Stored data |
--

PR #30, opened 2018-10-04
OPENEUROPA-1249: Allow access for Drupal users on oe_authentication

imanoleguskiza:
### Description

Allow access for Drupal users on oe_authentication and allow user 1 to create and delete users.

### Change log

- Added: Allow access for Drupal users on oe_authentication and allow user 1 to create and delete users.
- Changed:
- Deprecated:
- Removed:
- Fixed:
- Security:


src/Access/ExternalUserAccessCheck.php
```diff
@@ -0,0 +1,62 @@
...
+   *   The external authentication map.
+   */
+  public function __construct(Authmap $authMap) {
+    $this->authMap = $authMap;
+  }
+
+  /**
+   * {@inheritdoc}
+   */
+  public static function create(ContainerInterface $container) {
```
upchuk: What is this? :)

src/Access/ExternalUserAccessCheck.php
```diff
@@ -0,0 +1,62 @@
...
+   */
+  protected $authMap;
+
+  /**
+   * Constructors the ExternalUserAccessCheck.
+   *
+   * @param \Drupal\externalauth\Authmap $authMap
+   *   The external authentication map.
+   */
+  public function __construct(Authmap $authMap) {
```
upchuk: Is there no `AuthMapInterface`?

src/Access/ExternalUserAccessCheck.php
```diff
@@ -0,0 +1,62 @@
...
+  /**
+   * Checks access.
+   *
+   * @param \Drupal\Core\Session\AccountInterface $account
+   *   The logged in user key.
+   *
+   * @return \Drupal\Core\Access\AccessResultInterface
+   *   The access result.
+   */
+  public function access(AccountInterface $account) {
```
upchuk: :void

src/Access/SuperUserAccessCheck.php
```diff
@@ -0,0 +1,33 @@
...
+  /**
+   * Checks access.
+   *
+   * @param \Drupal\Core\Session\AccountInterface $account
+   *   The logged in user key.
+   *
+   * @return \Drupal\Core\Access\AccessResultInterface
+   *   The access result.
+   */
+  public function access(AccountInterface $account) {
```
upchuk: :void

tests/Behat/OeAuthenticationContext.php
```diff
@@ -0,0 +1,29 @@
+<?php
+
+declare(strict_types = 1);
+
+namespace Drupal\Tests\oe_authentication\Behat;
+
+use Drupal\DrupalExtension\Context\ConfigContext;
+
+/**
+ * Defines step definitions specifically for testing the RDF entities.
```
upchuk: Copy paste.

tests/features/drupal-login.feature
```diff
@@ -0,0 +1,11 @@
...
+Feature: Login through Drupal
+  If configured properly
+  I can access the CMS backend through Drupal
+
+  Scenario: If configured properly I can access the CMS backend through Drupal
+    Given the site is configured to use Drupal login
+    And I am logged in as a user with the "authenticated" role
+    Then I should see the link "Log out"
+    When I click "Log out"
+    Then I should not see the link "Log out"
```
upchuk: How sure are we that we are back on the site and everything is fine. Not seeing "Log out" does not mean that we actually logged out right?

src/Access/ExternalUserAccessCheck.php
```diff
@@ -0,0 +1,53 @@
...
+  /**
+   * Checks access.
+   *
+   * @param \Drupal\Core\Session\AccountInterface $account
+   *   The logged in user key.
+   *
+   * @return \Drupal\Core\Access\AccessResultInterface
+   *   The access result.
+   */
+  public function access(AccountInterface $account):AccessResultInterface {
```
upchuk: Space after the colon: ':'

src/Access/SuperUserAccessCheck.php
```diff
@@ -0,0 +1,34 @@
...
+  /**
+   * Checks access.
+   *
+   * @param \Drupal\Core\Session\AccountInterface $account
+   *   The logged in user key.
+   *
+   * @return \Drupal\Core\Access\AccessResultInterface
+   *   The access result.
+   */
+  public function access(AccountInterface $account):AccessResultInterface {
```
upchuk: Space after the colon: ':'

tests/features/drupal-login.feature
upchuk: Falls outside the scope of this ticket.

src/Routing/RouteSubscriber.php
```diff
@@ -17,21 +17,29 @@ class RouteSubscriber extends RouteSubscriberBase {
    * {@inheritdoc}
    */
   protected function alterRoutes(RouteCollection $collection) {
```
upchuk: Let's put also here :void

src/Access/ExternalUserAccessCheck.php
```diff
@@ -0,0 +1,53 @@
...
+   * Checks access.
+   *
+   * @param \Drupal\Core\Session\AccountInterface $account
+   *   The logged in user key.
+   *
+   * @return \Drupal\Core\Access\AccessResultInterface
+   *   The access result.
+   */
+  public function access(AccountInterface $account): AccessResultInterface {
+    $uid = $account->id();
```
drupol: `$uid` is only used once, therefore I would not create a variable for it and refactor the code a bit.
There is also no need to use empty(), we can just use:

```php
    if ([] === $this->authMap->getAll($account->id())) {
```
Regarding the missing empty line before the return, as there is no rule in PHPCS, I wouldn't flag this for now but highligh this during the next retro.

As this is not a blocker nor defined in any PHPCS, it's up to the user to decide if he wants to do it or not, it's not mandatory.

src/Access/SuperUserAccessCheck.php
```diff
@@ -0,0 +1,34 @@
...
+   * Checks access.
+   *
+   * @param \Drupal\Core\Session\AccountInterface $account
+   *   The logged in user key.
+   *
+   * @return \Drupal\Core\Access\AccessResultInterface
+   *   The access result.
+   */
+  public function access(AccountInterface $account): AccessResultInterface {
+    $uid = $account->id();
```
drupol: `$uid` is only used only once, therefore I would not create a variable for it and refactor the code a bit.

```php
    if (1 === $account->id()) {
```

Regarding the missing empty line before the return, as there is no rule in PHPCS, I wouldn't flag this for now but highlight this during the next retro.

As this is not a blocker nor defined in any PHPCS, it's up to the user to decide if he wants to do it or not, it's not mandatory.

src/Routing/RouteSubscriber.php
```diff
@@ -16,22 +16,30 @@ class RouteSubscriber extends RouteSubscriberBase {
...
+
+    // Only the user 1 has access to user creation and deletion on Drupal.
+    $admin_routes = [
       'user.admin_create',
       'user.multiple_cancel_confirm',
+      'user.cancel_confirm',
+    ];
+    foreach ($admin_routes as $admin_route) {
+      if ($route = $collection->get($admin_route)) {
+        $route->setRequirement('_superuser_access_check', 'TRUE');
```
drupol: For better readability, I think it's always better to move away the code from conditions.
It also reduces the cyclomatic complexity in overall.
So, in this case, I think it would be nicer to have:

```php
if (null === ($route = $collection->get($admin_route))) {
  continue;
}
$route->setRequirement('_superuser_access_check', 'TRUE'); 
```

As this is not a blocker nor defined in any PHPCS, it's up to the user to decide if he wants to do it or not, it's not mandatory.

composer.json
```diff
@@ -12,6 +12,7 @@
     },
     "require-dev": {
         "composer/installers": "~1.5",
+        "consolidation/robo": "^1.3",
```
ademarco: We don't need this if we set: 
```
         "openeuropa/task-runner": "~1.0-beta2",
```

behat.yml.dist
```diff
@@ -6,6 +6,7 @@ default:
       contexts:
         - Drupal\DrupalExtension\Context\MinkContext
         - Drupal\DrupalExtension\Context\DrupalContext
+        - Drupal\Tests\oe_authentication\Behat\OeAuthenticationContext
```
ademarco: Convention for Drupal modules is `namespace Drupal\Tests\oe_authentication\...`, I'd also remove the `Oe` in `OeAuthenticationContext` since it's already in the namespace.

PR #34, opened 2018-10-31
OPENEUROPA-1293: Change cas-server to eCAS Mockup Server on Docker Compose.

voidtek:
### Description

Change cas-server to eCAS Mockup Server on Docker Compose.

### Change log

- [x] Configure an eCAS mockup server container with the Official Ecas mockup docker.
- [x] Use this container in oe_authetication instead of the pcas demo server.
- [x] Configure oe_authentication to use this locally via the runner
- [x] Rewrite the behat test


docker-compose.yml.dist
```diff
@@ -18,12 +19,28 @@ services:
...
+      - SE_OPTS=-debug
+    ports:
+      - 5900:5900
+    expose:
+      - 4444
   authentication:
-    image: openeuropa/pcas-server:latest
+    # For local access, run this command in the terminal
+    # echo "127.0.1.1       authentication" >> /etc/hosts
+    image: registry.fpfis.tech.ec.europa.eu/ecas-mock-server:4.6.0
```
imanoleguskiza: My only problem with this is that the container is behind basic authentication so it's not as easy to build a development environment. We should make this clear in the documentation and provide alternatives (like going back the Pol's cas server).

voidtek: The problem here is that the Pol's CAS server doesn't have the basic functionality and it's based in CAS and not in eCAS.
For me, the Pol's CAS Server need to be discontinued.

drupol: hum... what ?
It *has* the very basic functionnality... nothing else for now.

imanoleguskiza: I'm not saying we add it to the repository, but at the very least we should let people know that they won't be able to use the ecas container in their environments and give them examples of other containers that would work (like Pol's)

voidtek: I agree that we need propose some alternative. 
Here, if you want we can propose to use the cas docker container. https://hub.docker.com/r/apereo/cas/
But this container and the Pol's container don't follow the same workflows, rules, endpoints and communication of an eCAS server and according the description of this module ``` The OpenEuropa Authentication module allows to authenticate against EU Login, the European Commission login service.```, we need  to provide a container that simulates the EU Login server.

drupol: Guys, the eCAS is just a EU service implementing the CAS protocol (with very few unnoticeable modifications).
This is why we can use the CAS contrib module for it!

imanoleguskiza: For me it would be enough just to add a comment so that potential users are aware of the limitation :)

imanoleguskiza: @voidtek will take care of this on OPENEUROPA-1299

voidtek:
See https://github.com/openeuropa/oe_authentication/pull/35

--

Problem to solve | Each line in the entries above that includes the string "voidtek" should be extracted.

Solved exercise |
voidtek:
voidtek: The problem here is that the Pol's CAS server doesn't have the basic functionality and it's based in CAS and not in eCAS.
voidtek: I agree that we need propose some alternative. 
imanoleguskiza: @voidtek will take care of this on OPENEUROPA-1299
voidtek:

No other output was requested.